M. Charest a d'abord concédé le fait que la juge pourrait obtenir le pouvoir de contraindre des témoins et de leur accorder l'immunité si elle en faisait la demande, lors de l'ouverture du congrès du Parti libéral du Québec. À la clôture du congrès, il a enfin accepté l'idée que les travaux se déroulent en vertu de la Loi sur les commissions d'enquête. «Si elle pense que ce véhicule-là est le moyen pour faire son travail, elle en formulera la demande. Je ne vois pas pourquoi on le lui refuserait», a-t-il dit.

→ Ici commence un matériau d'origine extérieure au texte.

PR #3041, opened 2020-10-13
Add basefee to eth_getBlockByHash

abdelhamidbakhta:
### Description
Add basefee field to `eth_getBlockByHash`.


EIPS/eip-draft_getBlockByHash_add_basefee.md
```diff
@@ -0,0 +1,94 @@
+---
+eip: <to be assigned>
```
MicahZoltu, line 2:
```suggestion
eip: 3041
```
Be sure to rename the file to `EIPS/eip-3041.md` as well.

Compte tenu de ce changement, de l'ampleur du mandat de la commission, «qui ratisse très large et qui permet d'aller au fond des choses», et de la «compétence exceptionnelle» de la juge Charbonneau, le bâtonnier estime que les conditions gagnantes sont réunies. «La commission a maintenant besoin d'un peu de temps. Les cartes se sont jouées très rapidement, elles ont changé presque à chaque heure au cours des derniers jours. Ce dont les juristes ont besoin, c'est de temps pour faire les choses correctement», a expliqué Me Masson.
Un flou juridique important plane encore au-dessus des travaux. Le décret initial par lequel le premier ministre a institué la commission Charbonneau n'a pas été abrogé. Le ministre de la Justice, Jean-Marc Fournier, a même assuré dimanche que ce décret ne serait pas modifié. L'attitude du ministre Fournier, contredit deux fois par son chef durant le week-end, a fait sourciller bien des juristes, qui s'attendaient à ce qu'il défende avec plus de conviction l'indépendance de l'institution judiciaire.
Le Barreau du Québec ne veut pas se mêler de politique. «Faisons donc confiance à la juge, et laissons-la travailler quelques jours au moins», a dit Me Masson. Comme vendredi dernier, la juge Charbonneau n'a émis aucun commentaire.
Sylvain Lussier, avocat du gouvernement fédéral lors de la commission Gomery, est plus catégorique. Soit la juge Charbonneau opère en vertu du décret, et elle est par conséquent dans l'impossibilité de contraindre des témoins et de leur accorder l'immunité, soit le gouvernement abroge le décret et ordonne la tenue d'une enquête en vertu de la Loi sur les commissions d'enquête. «De deux choses l'une: ou bien le mandat reste comme il est, et nous avons un "task force", un effort de collecte des faits, ou bien la loi sur les commissions d'enquête va s'appliquer, estime Me Lussier. Le gouvernement ne peut pas donner des pouvoirs comme il le fait actuellement. Il faut que ce pouvoir soit donné par une loi.»
Me Lussier juge par ailleurs «improbable» le scénario selon lequel la juge Charbonneau amorcerait ses travaux en vertu du décret, pour les poursuivre en vertu de la Loi sur les commissions d'enquête. «Selon moi, elle risque de faire des demandes assez vite. Il n'y a jamais de procédures qui vont cohabiter l'une à côté de l'autre», estime-t-il.
À Maisonneuve en direct, sur les ondes de Radio-Canada, la juge à la retraite de la Cour d'appel, Louise Otis, ne cachait pas sa déception. «La situation ressemble à une dérive», a-t-elle dit dans sa seule entrevue de la journée. Elle aurait préféré que le gouvernement confie à un juriste indépendant le soin de rédiger le mandat de la commission. Elle s'est dite «inquiète» que la juge Charbonneau doive s'adresser au gouvernement pour obtenir les outils nécessaires pour mener à bien son enquête sur l'industrie de la construction, la collusion, la corruption, et le financement occulte des partis politiques. «Un juge de la Cour supérieure ne demande rien à personne», a-t-elle dit, rappelant l'importance de la séparation des pouvoirs entre le judiciaire et l'exécutif.